Rosemary Harris's A Quest For Orion fits this category. England has been invaded and the neo-Stalinist hordes are moving the English population into prison and labour camps, clearing England completely (not at all clear why, although towards the end, there is talk of creating a drug controlled slave population).

Four teens head to London, to rescue a fifth, Alastair, a young boy who is cannot walk but has premonitions. A sixth, Matt, decides to surrender himself with the idea of creating a fifth column. He is of course turned into a slave, until he finds a Germans resistance unit, who, for no reason that I can quite see, parachute him and a friend into England with the King’s Treasure, which might be Otto the Great’s Crown and a jewel belonging to Charlemagne.

Meanwhile Alaistair in London has been having visions and we begin to get a lot of mystical stuff about Arthur and Charlemagne. This takes the place of any kind of political analysis: the term “neo-Stalinist” is used without question, and the one time Matt, the historian, pauses to think it is to think “The reasons for what happened, and any apportioning of blame, seemed beside the point now—fruitless. As did any discussion about the growth of neo-Stalinism and the surprising speed with which so many disparate people had fallen beneath its spell.” (106).

And at the end, all but two of the children die, the invaders--who can read thoughts and control populations with drugs--stay in charge, and the sense is of history coming to an end. The book is well written, but the combination of the absence of political critique, and any sense of future change means that it reads very like the post-nuclear disaster novels I mentioned above.
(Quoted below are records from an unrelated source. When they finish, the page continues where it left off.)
PR #2213, opened 2024-01-25
Add Smash 64 mode

jobrien97:
Adds Smash 64 mode as a custom game mode!

Changes:
- Higher hitstun
- Higher hitlag
- Higher shieldstun
- No DI
- No airdodges
- No walltechs
- Auto Z-canceling
- Lower fall speeds/gravity

2024012421095700-0E7DF678130F4F0FA2C88AE72B47AFDF

### DIFF
--- a/fighters/common/src/function_hooks/change_status.rs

I'm not at all sure what the point of this novel is other than to make teens feel passive and as if the world is not theirs to make.

3 Comments:

Blogger loyalesther said...

You evidently have not read Part II in the two book series: Tower of the Stars. It shows how the characters did not all die and the end even goes back in time to correct all the horrible events because the main characters had succeeded in their quest to stop the invaders.

4:27 PM  
Blogger Farah said...

Thanks! I neither came across the book or any mention of it. If you fancy writing a short summary/review, I can post it to the blog under your byline.

email it to farah dot sf at gmail dot com.

11:34 PM  
Blogger Bethany Hope said...

I loved the series. I think Rosemary Harris is a fantastic writer, but very underrated.